• _What you are asked to do_
Lines from the listing that hold the string "null" are what you should return.
#### Given information
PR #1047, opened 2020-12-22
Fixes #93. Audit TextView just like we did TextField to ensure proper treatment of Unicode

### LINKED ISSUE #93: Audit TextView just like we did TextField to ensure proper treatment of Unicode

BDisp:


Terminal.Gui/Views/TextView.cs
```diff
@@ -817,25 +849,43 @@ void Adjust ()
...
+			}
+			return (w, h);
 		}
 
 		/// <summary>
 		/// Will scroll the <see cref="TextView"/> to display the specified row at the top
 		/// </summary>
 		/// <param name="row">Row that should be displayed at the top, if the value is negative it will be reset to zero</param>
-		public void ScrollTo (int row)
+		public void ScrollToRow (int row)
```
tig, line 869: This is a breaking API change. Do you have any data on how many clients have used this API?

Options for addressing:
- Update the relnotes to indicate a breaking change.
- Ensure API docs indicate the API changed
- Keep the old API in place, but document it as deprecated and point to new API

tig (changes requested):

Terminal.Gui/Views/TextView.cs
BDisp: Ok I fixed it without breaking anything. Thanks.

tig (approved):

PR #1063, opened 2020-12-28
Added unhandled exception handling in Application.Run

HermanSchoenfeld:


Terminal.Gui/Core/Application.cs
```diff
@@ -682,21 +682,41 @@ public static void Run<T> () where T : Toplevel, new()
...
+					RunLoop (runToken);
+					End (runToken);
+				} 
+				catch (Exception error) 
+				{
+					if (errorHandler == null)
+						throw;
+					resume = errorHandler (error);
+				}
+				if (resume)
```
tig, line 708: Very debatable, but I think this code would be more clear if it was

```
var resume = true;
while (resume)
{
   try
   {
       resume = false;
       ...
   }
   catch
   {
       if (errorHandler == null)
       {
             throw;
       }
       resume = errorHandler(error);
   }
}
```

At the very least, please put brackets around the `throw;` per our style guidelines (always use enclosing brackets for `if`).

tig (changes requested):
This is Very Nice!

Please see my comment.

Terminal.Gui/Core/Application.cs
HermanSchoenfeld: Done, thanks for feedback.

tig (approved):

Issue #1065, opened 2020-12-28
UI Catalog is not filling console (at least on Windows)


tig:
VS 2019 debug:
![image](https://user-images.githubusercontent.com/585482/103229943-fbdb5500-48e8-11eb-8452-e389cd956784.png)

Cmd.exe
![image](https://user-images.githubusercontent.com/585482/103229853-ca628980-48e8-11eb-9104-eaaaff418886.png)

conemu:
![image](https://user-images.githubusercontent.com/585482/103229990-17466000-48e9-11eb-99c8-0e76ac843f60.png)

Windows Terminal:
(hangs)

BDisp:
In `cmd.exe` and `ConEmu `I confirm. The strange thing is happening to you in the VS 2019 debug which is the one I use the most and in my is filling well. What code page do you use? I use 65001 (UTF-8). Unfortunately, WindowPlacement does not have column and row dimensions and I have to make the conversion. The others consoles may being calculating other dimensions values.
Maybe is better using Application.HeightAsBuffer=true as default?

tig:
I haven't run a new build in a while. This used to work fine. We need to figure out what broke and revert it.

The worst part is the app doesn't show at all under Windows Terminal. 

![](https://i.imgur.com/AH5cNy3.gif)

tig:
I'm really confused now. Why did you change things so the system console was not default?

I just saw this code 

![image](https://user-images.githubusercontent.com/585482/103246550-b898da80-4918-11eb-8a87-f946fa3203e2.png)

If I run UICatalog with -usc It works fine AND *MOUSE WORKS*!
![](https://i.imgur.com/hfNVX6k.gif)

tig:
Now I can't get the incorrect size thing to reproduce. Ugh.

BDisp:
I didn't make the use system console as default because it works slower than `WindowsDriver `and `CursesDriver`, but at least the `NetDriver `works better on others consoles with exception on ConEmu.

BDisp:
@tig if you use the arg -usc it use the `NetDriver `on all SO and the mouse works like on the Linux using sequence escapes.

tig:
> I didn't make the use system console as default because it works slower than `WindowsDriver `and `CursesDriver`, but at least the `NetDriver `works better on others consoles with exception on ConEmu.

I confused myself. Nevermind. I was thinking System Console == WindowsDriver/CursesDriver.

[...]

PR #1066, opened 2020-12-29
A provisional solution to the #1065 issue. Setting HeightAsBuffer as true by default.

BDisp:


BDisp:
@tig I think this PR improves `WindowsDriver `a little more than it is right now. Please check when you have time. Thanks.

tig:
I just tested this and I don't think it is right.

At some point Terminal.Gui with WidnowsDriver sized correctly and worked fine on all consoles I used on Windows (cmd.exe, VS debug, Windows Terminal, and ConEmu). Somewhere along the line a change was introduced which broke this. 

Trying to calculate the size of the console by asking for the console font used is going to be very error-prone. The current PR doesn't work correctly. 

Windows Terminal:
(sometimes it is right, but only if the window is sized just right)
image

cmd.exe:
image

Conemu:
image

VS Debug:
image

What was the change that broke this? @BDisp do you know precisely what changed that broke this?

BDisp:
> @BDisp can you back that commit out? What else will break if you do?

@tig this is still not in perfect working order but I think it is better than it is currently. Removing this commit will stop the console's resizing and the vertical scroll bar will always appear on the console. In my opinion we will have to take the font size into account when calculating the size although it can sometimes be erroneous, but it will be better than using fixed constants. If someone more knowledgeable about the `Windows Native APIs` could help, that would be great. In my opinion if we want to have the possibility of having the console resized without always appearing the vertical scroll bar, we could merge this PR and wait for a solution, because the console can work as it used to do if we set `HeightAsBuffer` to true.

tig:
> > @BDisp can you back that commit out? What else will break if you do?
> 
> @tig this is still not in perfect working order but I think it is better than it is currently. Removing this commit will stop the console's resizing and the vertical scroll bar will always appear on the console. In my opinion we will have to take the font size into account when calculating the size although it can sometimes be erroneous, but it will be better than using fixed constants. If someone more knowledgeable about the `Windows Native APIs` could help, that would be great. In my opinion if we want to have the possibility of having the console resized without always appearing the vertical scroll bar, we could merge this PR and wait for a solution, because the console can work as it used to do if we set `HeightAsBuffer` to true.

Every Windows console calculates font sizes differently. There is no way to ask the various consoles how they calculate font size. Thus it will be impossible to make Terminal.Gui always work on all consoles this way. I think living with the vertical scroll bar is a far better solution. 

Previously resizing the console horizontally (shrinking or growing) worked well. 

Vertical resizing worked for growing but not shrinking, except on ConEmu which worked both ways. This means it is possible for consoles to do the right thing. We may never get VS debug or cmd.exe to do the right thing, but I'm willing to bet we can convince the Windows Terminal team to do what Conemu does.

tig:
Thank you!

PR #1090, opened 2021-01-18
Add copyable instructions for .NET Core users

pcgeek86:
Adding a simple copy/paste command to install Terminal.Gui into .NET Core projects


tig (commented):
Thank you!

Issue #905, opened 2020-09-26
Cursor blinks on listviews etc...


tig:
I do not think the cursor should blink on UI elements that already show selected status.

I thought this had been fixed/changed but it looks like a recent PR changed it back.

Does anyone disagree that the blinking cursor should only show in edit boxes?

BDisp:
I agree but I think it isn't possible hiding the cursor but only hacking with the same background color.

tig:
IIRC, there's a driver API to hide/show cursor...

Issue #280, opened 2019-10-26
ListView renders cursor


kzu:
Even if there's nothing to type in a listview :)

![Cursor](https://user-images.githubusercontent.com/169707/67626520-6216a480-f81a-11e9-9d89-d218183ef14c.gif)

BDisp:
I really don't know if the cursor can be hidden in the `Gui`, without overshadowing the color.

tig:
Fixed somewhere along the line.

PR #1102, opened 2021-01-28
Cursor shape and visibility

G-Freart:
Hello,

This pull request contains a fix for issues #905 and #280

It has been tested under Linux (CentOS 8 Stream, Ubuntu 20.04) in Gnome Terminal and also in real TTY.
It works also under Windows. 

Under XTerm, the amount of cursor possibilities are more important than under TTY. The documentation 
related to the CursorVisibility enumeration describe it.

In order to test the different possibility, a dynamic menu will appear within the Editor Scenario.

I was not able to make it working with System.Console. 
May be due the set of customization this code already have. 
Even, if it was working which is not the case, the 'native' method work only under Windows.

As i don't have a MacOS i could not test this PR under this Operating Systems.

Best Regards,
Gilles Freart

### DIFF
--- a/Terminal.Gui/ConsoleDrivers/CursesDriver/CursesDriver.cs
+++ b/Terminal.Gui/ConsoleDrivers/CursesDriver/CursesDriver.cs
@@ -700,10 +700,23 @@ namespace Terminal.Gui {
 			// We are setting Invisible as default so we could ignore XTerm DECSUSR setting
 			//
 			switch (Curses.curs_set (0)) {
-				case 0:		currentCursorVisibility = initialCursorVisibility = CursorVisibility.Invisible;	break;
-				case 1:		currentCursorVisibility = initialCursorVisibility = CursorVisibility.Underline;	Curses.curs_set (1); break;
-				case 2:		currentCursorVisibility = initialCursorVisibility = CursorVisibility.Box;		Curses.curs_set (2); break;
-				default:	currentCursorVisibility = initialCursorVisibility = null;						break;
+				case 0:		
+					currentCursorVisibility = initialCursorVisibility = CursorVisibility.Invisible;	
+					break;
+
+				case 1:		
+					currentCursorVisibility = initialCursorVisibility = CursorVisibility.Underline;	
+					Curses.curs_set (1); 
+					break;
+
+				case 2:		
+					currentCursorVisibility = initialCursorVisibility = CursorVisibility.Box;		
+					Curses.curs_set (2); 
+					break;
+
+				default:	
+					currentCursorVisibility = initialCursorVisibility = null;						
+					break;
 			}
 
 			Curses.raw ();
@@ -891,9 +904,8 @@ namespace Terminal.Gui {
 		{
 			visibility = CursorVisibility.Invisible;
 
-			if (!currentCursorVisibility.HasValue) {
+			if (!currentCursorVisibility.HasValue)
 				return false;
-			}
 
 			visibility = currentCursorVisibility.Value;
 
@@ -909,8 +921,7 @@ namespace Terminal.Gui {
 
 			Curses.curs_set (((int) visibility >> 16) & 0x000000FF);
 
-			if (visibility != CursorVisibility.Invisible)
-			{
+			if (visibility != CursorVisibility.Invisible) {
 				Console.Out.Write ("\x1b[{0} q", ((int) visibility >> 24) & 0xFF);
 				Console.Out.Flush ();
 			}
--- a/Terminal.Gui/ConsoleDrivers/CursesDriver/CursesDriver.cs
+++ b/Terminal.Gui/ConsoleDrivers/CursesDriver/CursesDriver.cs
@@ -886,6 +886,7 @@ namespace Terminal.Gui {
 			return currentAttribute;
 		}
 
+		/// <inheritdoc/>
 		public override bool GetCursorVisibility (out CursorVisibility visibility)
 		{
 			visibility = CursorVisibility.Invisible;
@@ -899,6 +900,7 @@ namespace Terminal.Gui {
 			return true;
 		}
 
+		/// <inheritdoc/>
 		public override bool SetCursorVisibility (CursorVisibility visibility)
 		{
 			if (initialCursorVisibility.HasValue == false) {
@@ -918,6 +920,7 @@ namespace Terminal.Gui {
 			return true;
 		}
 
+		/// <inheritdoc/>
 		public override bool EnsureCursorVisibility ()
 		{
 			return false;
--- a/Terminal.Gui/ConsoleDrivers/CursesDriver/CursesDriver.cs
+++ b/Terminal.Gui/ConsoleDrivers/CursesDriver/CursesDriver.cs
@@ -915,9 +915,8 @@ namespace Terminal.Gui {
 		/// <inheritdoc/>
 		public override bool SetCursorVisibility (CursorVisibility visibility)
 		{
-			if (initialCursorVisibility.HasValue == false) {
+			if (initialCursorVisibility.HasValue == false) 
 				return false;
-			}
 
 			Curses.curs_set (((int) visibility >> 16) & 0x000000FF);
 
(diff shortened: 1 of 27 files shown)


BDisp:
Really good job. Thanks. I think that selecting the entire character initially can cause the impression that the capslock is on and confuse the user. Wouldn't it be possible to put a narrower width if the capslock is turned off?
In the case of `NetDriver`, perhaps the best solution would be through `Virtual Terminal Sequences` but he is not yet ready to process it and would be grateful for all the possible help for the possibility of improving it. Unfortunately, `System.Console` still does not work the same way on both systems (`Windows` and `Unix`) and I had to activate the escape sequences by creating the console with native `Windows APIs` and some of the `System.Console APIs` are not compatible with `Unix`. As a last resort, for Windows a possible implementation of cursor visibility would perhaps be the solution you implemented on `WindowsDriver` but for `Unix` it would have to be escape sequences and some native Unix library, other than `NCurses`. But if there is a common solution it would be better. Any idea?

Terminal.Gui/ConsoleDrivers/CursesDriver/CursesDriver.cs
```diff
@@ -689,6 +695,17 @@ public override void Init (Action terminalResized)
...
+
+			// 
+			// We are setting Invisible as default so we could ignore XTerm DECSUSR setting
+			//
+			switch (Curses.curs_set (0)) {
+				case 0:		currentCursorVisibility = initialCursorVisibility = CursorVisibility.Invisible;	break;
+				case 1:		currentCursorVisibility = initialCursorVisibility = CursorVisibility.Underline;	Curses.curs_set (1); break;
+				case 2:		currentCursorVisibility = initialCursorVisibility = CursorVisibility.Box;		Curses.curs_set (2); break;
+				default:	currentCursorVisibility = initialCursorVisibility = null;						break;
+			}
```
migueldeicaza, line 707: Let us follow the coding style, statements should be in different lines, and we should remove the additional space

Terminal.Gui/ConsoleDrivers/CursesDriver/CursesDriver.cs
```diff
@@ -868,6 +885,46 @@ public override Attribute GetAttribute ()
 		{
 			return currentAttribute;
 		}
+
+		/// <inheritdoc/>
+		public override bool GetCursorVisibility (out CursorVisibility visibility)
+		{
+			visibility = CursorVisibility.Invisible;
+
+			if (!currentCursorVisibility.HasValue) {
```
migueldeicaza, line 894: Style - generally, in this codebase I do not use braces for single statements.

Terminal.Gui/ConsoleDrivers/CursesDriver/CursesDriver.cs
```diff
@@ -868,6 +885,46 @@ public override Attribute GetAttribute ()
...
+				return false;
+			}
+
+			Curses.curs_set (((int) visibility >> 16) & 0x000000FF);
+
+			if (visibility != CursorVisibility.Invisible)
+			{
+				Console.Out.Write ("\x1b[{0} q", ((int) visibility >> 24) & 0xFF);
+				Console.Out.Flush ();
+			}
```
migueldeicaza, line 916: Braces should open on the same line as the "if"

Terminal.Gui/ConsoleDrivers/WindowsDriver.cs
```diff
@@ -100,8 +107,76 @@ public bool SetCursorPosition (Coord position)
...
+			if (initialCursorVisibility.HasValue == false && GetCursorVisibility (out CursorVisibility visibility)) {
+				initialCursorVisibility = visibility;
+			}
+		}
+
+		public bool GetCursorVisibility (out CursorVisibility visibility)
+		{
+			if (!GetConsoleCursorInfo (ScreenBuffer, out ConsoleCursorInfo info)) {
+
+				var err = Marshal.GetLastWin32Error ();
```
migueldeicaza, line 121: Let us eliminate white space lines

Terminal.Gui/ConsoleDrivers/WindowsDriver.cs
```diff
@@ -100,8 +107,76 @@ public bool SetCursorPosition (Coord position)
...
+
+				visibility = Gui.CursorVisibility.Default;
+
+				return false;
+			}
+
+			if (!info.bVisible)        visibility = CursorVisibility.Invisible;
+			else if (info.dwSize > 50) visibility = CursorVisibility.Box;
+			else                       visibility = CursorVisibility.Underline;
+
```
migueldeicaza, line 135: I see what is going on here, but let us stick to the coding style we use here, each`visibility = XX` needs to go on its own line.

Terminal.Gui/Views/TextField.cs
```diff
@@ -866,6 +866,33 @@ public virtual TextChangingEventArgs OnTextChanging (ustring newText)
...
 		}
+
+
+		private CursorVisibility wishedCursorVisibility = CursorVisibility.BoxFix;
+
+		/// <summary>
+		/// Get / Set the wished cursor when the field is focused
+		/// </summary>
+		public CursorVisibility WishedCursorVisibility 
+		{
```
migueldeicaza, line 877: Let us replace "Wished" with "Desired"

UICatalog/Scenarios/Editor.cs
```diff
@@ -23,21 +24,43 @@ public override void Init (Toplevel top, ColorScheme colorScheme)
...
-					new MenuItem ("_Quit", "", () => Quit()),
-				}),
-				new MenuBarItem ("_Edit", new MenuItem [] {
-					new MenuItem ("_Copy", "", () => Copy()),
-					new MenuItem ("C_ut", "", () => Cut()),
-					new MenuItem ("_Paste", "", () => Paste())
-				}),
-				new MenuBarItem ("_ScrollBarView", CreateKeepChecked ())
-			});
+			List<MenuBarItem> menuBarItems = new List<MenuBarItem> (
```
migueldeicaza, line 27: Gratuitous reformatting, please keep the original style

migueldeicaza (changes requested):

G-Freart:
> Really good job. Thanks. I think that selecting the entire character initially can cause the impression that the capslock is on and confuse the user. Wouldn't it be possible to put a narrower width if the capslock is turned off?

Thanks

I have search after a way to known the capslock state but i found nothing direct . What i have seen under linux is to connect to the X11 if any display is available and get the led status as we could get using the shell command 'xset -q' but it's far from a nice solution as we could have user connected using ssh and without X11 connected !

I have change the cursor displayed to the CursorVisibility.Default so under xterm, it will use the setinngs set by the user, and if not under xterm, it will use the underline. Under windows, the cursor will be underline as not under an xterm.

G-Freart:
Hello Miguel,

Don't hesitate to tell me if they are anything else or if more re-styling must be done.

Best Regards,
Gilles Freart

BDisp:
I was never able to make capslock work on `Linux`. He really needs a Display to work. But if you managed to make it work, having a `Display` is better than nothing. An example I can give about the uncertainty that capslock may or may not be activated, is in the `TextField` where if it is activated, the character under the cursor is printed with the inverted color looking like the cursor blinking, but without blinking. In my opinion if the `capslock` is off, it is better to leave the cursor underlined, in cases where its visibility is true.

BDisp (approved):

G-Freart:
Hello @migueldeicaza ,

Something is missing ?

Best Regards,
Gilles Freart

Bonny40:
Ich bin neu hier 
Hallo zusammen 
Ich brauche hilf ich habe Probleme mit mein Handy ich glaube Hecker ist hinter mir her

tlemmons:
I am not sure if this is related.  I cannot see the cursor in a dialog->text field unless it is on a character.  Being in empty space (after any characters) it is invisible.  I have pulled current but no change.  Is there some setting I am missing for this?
########
• _Task response_
+					if (errorHandler == null)
       if (errorHandler == null)
-				default:	currentCursorVisibility = initialCursorVisibility = null;						break;
+					currentCursorVisibility = initialCursorVisibility = null;						
+				default:	currentCursorVisibility = initialCursorVisibility = null;						break;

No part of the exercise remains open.